Records provided:
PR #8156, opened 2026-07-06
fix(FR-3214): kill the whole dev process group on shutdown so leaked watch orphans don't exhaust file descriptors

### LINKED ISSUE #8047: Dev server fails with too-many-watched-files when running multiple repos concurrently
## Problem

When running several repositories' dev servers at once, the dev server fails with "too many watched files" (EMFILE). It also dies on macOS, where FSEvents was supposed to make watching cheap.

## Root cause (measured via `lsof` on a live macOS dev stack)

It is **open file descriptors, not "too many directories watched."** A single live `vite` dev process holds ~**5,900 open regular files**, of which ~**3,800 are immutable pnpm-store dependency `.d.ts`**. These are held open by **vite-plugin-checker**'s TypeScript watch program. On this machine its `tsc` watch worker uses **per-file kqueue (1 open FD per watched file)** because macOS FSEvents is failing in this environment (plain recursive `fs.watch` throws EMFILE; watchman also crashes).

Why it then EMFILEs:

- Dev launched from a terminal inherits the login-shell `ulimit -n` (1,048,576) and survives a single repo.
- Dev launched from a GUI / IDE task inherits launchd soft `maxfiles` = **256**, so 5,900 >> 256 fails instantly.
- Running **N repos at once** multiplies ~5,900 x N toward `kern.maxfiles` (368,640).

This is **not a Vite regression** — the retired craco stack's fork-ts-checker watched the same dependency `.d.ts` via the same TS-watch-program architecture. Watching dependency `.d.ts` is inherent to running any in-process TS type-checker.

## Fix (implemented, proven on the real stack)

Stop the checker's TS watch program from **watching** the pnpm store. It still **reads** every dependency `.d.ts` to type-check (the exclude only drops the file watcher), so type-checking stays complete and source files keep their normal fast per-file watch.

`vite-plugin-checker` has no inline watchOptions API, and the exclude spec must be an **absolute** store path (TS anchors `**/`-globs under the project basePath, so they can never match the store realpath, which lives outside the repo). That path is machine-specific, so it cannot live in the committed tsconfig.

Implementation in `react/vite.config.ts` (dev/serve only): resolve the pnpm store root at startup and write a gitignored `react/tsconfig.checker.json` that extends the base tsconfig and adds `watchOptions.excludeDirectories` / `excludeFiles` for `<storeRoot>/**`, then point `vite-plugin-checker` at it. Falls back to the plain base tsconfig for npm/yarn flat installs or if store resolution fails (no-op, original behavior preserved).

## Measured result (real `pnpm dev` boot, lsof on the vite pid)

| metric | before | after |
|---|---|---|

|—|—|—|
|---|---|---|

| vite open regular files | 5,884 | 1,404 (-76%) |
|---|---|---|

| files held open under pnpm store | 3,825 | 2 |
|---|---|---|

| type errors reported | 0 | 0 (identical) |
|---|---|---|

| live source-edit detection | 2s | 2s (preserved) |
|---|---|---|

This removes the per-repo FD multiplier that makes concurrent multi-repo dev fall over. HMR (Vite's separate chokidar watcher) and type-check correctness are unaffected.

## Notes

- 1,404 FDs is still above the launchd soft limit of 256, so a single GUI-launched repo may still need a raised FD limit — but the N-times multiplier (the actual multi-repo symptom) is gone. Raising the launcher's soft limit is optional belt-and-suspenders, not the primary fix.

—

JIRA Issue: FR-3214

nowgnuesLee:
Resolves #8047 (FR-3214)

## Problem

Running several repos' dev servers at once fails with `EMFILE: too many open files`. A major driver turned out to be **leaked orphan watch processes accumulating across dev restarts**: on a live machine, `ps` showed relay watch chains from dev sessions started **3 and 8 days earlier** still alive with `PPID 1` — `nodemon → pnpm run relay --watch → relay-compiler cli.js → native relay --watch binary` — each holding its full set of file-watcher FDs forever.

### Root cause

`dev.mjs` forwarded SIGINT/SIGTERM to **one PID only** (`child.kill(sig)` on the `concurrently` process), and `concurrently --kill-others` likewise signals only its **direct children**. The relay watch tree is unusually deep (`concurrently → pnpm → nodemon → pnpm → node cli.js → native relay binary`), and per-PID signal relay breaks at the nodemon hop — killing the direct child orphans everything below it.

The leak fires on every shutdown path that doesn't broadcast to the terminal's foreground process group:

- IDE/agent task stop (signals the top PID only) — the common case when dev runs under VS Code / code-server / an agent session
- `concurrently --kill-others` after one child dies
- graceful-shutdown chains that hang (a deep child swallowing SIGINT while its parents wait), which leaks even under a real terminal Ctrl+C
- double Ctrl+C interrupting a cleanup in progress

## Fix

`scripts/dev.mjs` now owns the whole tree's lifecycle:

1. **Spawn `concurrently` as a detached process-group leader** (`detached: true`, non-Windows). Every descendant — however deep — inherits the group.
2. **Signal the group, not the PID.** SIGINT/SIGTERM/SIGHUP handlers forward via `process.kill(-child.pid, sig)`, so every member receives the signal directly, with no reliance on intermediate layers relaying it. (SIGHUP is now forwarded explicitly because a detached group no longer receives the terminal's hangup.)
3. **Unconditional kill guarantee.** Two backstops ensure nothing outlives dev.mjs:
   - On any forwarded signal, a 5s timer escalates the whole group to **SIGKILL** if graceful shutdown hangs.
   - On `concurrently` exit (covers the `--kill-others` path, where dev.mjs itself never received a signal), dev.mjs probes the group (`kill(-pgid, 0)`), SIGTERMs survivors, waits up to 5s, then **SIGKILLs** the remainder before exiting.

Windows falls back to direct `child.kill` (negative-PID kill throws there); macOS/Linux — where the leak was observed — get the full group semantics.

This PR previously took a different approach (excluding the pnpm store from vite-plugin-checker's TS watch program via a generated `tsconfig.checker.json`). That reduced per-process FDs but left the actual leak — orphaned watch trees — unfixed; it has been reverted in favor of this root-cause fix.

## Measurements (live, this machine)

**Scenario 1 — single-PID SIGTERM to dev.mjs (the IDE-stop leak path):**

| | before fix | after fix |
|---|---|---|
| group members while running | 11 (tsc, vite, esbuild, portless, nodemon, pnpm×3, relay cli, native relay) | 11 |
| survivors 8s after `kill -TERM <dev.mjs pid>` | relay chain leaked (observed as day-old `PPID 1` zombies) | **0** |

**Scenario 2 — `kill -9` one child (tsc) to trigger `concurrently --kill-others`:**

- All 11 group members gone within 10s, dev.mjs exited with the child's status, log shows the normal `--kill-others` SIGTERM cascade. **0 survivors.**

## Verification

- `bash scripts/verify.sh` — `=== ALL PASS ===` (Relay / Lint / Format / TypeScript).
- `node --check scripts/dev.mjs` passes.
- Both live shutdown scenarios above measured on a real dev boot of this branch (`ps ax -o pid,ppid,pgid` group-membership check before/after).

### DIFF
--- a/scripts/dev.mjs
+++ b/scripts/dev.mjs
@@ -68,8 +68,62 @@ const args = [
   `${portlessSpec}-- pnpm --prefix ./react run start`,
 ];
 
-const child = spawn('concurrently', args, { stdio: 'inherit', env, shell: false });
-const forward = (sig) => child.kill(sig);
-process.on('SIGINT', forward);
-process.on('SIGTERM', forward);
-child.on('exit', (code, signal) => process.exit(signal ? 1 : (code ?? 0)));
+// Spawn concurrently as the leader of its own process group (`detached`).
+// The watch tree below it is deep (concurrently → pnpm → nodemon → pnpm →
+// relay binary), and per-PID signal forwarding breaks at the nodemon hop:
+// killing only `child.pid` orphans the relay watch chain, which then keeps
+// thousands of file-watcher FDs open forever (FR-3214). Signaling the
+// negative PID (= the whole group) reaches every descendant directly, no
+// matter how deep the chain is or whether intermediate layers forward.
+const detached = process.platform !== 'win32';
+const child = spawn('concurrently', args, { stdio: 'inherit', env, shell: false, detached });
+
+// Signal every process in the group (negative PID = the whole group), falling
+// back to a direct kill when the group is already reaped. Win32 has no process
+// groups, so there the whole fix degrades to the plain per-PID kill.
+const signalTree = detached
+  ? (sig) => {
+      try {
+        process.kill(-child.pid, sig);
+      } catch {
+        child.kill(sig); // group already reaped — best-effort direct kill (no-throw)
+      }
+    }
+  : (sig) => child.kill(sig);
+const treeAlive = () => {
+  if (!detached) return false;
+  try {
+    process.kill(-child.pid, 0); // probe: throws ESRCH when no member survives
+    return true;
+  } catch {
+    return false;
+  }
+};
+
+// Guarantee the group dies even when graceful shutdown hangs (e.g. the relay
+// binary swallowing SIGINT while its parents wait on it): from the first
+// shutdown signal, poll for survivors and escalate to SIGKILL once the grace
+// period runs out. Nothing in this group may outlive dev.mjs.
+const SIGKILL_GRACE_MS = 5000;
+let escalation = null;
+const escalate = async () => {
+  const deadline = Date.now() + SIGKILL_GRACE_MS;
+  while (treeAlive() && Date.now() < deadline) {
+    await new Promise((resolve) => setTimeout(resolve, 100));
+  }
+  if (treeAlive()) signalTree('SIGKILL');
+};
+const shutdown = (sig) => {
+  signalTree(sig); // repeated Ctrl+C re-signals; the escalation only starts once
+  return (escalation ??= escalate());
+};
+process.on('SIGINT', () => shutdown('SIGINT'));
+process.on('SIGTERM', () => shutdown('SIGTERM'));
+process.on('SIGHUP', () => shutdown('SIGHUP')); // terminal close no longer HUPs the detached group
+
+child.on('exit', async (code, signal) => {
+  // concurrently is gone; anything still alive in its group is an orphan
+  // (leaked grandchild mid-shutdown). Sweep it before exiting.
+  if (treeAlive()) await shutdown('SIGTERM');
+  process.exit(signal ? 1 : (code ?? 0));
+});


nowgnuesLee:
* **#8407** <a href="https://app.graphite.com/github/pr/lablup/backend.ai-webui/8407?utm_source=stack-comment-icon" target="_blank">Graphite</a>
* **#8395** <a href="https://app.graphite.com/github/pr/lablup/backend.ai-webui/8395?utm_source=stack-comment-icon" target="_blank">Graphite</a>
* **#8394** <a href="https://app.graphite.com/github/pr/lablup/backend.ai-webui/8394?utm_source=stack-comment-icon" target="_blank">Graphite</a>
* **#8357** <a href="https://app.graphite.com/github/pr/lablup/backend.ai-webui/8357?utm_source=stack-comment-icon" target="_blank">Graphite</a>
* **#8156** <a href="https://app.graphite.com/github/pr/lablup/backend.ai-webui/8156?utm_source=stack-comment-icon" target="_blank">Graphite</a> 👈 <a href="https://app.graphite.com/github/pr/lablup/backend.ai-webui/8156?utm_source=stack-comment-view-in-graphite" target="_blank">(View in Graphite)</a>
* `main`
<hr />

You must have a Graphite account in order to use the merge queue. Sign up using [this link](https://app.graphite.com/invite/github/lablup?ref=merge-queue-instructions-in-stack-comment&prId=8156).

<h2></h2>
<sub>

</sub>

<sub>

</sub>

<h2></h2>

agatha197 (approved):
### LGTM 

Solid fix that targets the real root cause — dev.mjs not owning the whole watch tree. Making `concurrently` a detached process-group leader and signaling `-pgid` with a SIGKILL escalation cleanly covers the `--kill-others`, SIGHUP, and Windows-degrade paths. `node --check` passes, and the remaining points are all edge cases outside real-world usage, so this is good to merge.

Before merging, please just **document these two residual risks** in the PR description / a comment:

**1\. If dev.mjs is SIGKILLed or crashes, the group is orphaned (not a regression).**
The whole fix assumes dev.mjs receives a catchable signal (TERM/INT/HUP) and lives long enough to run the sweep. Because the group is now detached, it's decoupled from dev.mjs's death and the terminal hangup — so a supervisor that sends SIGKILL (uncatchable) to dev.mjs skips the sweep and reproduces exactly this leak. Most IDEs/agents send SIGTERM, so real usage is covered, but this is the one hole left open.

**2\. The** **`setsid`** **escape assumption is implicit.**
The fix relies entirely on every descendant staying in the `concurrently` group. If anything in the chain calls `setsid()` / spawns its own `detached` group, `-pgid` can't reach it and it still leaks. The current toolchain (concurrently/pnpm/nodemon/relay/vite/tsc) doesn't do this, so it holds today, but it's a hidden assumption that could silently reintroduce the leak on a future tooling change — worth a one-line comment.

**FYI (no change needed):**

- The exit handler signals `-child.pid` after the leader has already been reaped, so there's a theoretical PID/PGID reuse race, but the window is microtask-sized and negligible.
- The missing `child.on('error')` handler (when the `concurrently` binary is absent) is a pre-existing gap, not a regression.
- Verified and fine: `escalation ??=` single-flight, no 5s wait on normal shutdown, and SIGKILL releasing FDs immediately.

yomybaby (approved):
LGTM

To do:
From the entries above, extract only the lines running from the one containing "everything below it." through the one containing "The leak fires", inclusive.

Answer to this task:
`dev.mjs` forwarded SIGINT/SIGTERM to **one PID only** (`child.kill(sig)` on the `concurrently` process), and `concurrently --kill-others` likewise signals only its **direct children**. The relay watch tree is unusually deep (`concurrently → pnpm → nodemon → pnpm → node cli.js → native relay binary`), and per-PID signal relay breaks at the nodemon hop — killing the direct child orphans everything below it.

The leak fires on every shutdown path that doesn't broadcast to the terminal's foreground process group:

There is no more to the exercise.